# Information shown:
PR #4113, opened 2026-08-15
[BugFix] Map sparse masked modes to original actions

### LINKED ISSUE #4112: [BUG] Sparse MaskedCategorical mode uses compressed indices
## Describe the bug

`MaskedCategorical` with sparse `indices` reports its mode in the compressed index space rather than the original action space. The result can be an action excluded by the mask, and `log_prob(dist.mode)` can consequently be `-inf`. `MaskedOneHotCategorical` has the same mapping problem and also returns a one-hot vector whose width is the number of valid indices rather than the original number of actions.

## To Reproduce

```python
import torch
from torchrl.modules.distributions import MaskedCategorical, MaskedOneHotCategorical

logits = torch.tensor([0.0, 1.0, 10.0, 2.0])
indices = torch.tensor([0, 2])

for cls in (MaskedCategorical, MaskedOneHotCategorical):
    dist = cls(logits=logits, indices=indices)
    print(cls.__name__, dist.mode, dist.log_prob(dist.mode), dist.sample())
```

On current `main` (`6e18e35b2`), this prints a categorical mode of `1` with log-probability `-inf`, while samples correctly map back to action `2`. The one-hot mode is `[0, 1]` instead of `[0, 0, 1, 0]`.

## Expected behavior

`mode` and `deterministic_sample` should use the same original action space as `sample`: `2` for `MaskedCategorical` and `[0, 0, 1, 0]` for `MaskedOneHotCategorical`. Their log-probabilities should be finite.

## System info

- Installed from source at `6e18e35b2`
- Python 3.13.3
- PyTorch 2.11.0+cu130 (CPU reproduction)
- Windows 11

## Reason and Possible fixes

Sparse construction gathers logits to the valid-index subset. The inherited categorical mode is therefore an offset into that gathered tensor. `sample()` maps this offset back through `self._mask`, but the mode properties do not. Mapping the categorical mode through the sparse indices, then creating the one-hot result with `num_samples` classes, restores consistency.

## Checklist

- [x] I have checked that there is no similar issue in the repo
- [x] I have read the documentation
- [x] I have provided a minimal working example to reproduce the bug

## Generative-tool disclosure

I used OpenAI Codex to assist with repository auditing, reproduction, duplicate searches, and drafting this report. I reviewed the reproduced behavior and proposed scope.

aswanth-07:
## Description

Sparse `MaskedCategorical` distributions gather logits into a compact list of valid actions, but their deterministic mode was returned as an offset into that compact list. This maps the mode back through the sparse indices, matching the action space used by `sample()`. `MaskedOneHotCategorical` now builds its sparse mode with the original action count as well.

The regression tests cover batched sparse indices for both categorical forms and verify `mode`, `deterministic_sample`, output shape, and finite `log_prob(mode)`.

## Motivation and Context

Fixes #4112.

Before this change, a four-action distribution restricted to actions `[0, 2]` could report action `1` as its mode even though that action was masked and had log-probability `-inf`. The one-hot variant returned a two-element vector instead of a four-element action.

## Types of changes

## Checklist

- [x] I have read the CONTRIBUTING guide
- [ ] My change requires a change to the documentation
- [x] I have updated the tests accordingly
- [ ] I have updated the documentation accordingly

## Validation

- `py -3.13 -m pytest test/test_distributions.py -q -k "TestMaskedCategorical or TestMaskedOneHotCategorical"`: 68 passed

# Exercise objective:
Keep to the lines above, from the first one through the line where "number of actions." appears, and copy them exactly.

# Response to the task:
PR #4113, opened 2026-08-15
[BugFix] Map sparse masked modes to original actions

### LINKED ISSUE #4112: [BUG] Sparse MaskedCategorical mode uses compressed indices
## Describe the bug

`MaskedCategorical` with sparse `indices` reports its mode in the compressed index space rather than the original action space. The result can be an action excluded by the mask, and `log_prob(dist.mode)` can consequently be `-inf`. `MaskedOneHotCategorical` has the same mapping problem and also returns a one-hot vector whose width is the number of valid indices rather than the original number of actions.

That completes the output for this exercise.